You can start by walking or doing a light aerobics training a few times each week. It doesn’t have to be complicated.
Simply start getting out and moving more so you speed up the fat burning process and get your metabolism into a higher gear.
#2 — Not having a plan
This is similar to the one above.
If you don’t have a plan made out for your weight loss journey you won’t have guidelines to stick to.
It’s much easier to give up if you don’t have something written down on your calendar to remind you to get out and exercise or when to increase your exercise. (did you miss how I use my calendar in #6?)
Also, if you plan to introduce new foods into your eating plan, you need some kind of guide to go by.
You may want to add one food per week or one every other week. When you have this written down you don’t have to question when or which food it is, you simply look at your plan.
#1 — Failing to start
The number one reason that people don’t reach weight loss success is that they simply don’t start.
They keep talking about it, maybe even keep planning it, but until they take action and start working those plans, nothing will happen.
Getting started on a diet can be the most difficult step to losing weight.
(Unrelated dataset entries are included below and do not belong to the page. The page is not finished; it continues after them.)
PR #7588, opened 2018-09-16
PLAT-9235 make userGroup sync go via api calls and via batch(if neede…

gotlieb:
…d in case of removing from group or creating new groups)

@MosheMaorKaltura

### DIFF
--- a/plugins/bulk_upload/base/services/BulkService.php
+++ b/plugins/bulk_upload/base/services/BulkService.php
@@ -11,6 +11,7 @@ class BulkService extends KalturaBaseService
 	const PARTNER_DEFAULT_CONVERSION_PROFILE_ID = -1;
 	
 	const SERVICE_NAME = "bulkUpload";
+	const USER_GROUP_SYNC_THRESHOLD_DEFUALT = "50";
 
 	/**
 	 * Add new bulk upload batch job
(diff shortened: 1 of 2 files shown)


plugins/bulk_upload/base/services/BulkService.php
```diff
@@ -445,21 +445,72 @@ function abortAction($id)
...
+		$bulkUpload = null;
+
+		$kUser = kuserPeer::getKuserByPartnerAndUid($this->getPartnerId(), $userId);
+		if (!$kUser || $kUser->getType() != KuserType::USER)
+		{
 			throw new KalturaAPIException(KalturaErrors::INVALID_USER_ID, $userId);
+		}
 
-		if(!$groupIds)
+		if (!$groupIds)
```
MosheMaorKaltura: No need to validate that value exist since this parameter does not have default value, user cannot call this action without sending it.

plugins/bulk_upload/base/services/BulkService.php
```diff
@@ -445,21 +445,72 @@ function abortAction($id)
 	 */
 	public function syncGroupUsersAction($userId, $groupIds, $removeFromExistingGroups = true, $createNewGroups = true)
 	{
-		$kuser = kuserPeer::getKuserByPartnerAndUid($this->getPartnerId(), $userId);
-		if (!$kuser || $kuser->getType() != KuserType::USER)
+		$groupLimit = kConf::get('user_groups_sync_threshold','local',50);
```
MosheMaorKaltura: Move the 50 to a defined const value.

If that’s the case with you, try these steps to get you motivated:
- Make a special trip to purchase a desk calendar or journal and start writing a well thought out plan of attack.
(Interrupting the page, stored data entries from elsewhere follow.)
PR #7591, opened 2018-09-16
Support for image entries to be exported

abrararshad:
Currently only entries of type video are being exported to an external storage. This adds support for image entries to be exported as well. 

Basically any straight/non-flavor entry type could be exported by adding its type to `$entryTypes` array in `kFlowManager.php` under `shouldConsumeAddedEvent` function but in this commit only image type is added and tested


jessp01:
Hi @abrararshad,

Thank you for your pull. Can you please stick with the same tabstop as the original code in order to reduce the diff?

abrararshad:
Hi @jessp01 ,

PHPStorm did that automatically before. I used different IDE this time. However, unchanged code under `objectAdded` is wrapped by an `IF` statement but not indented for easy review. I will do the indentation after the review, if you like

Thanks

abrararshad:
Sorry, pushed again. Just added some spacing between lines

jessp01:
Hi @abrararshad,

I'm not sure I understand why you added code to `kFlowManager.php`.
This should be handled in `kStorageExporter::exportEntry()` in alpha/apps/kaltura/lib/storage/kStorageExporter.php

Also, 

```php
$entry = entryPeer::retrieveByPK($object->getObjectId());
            
            if (!$entry instanceof entry)
                return true;
```
not sure I understand the purpose of this check? What object can entryPeer::retrieveByPK() possibly return other than entry?

Thanks,

abrararshad:
Hi @jessp01 ,

Ohh!! I overlooked and didn't see this function `kStorageExporter::exportEntry()`. Definitely this function needs to be called for exporting entries and i am refactoring the code and will push again.

As per my understanding of Kaltura so far, the first encounter of starting/creating batch jobs for media entries is in `kFlowManager.php` such as `kJobsManager::addConvertProfileJob` is the first job created for video entry.  So I tried to keep the similar logic around. Thats the reason I have put the logic for image/non-flavor entries in the same place where video entry's logic is. I may be wrong, please advise.

About this condition `if (!$entry instanceof entry)` i just meant to check if the entry is NOT null. I believe it could return `null` from `BaseentryPeer::retrieveByPK`. Otherwise you are totally right

Thanks

abrararshad:
Code is now a lot less and changes are tested. Awaiting if there are more improvements.

Thanks

abrararshad:
Hi @jessp01 ,

I am sure it has been quite busy for you as well. I am sorry but is there any update on this? This is a blocker in our project and we have more issues mostly related to image media entries, I am planning to share with you once i get the exact cause of those.

Thanks

jessp01:
Hi @abrararshad,

Sorry but I still don't understand why you've changed the code in alpha/apps/kaltura/lib/batch2/kFlowManager.php. The change should be made in https://github.com/kaltura/server/blob/Naos-14.6.0/alpha/apps/kaltura/lib/storage/kStorageExporter.php

You'll notice that `exportEntry()` calls:
`exportFlavorAsset()` [twice, once for the results returned from `assetPeer::retrieveFlavorsByEntryIdAndStatus()` and once for these returned from `assetPeer::retrieveReadyThumbnailsByEntryId()`]
 `exportAdditionalEntryFiles()`

You just need to add code that exports the image file itself, in the event the Kaltura Entry is of type `IMAGE` since naturally, such an entry will not have flavours as it isn't a video.

abrararshad:
New pull request: https://github.com/kaltura/server/pull/7605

- Revove all the junk food from every where you have it stashed: pantry, automobile, brief case, office, etc.
- Discuss your plans with family and friends to let them know you are serious about losing weight, and will need their help.
- Include a regular exercise regieme in your plans, and get started immediately. A few days of exercise will start to motivate you to start your diet.
You can start by cutting out some junk foods and replacing them with healthier snacks. Start walking 2 or 3 days per week until you can work up to more.
The key to success with anything is to start the program. Sticking to it may be hard, but until you start you will not get anywhere.
Don’t set yourself up to fail at losing weight. Plan ahead, have healthy, low-fat food at hand, eat regularly and get enough calories so you don’t slow down your metabolism, and do the exercise.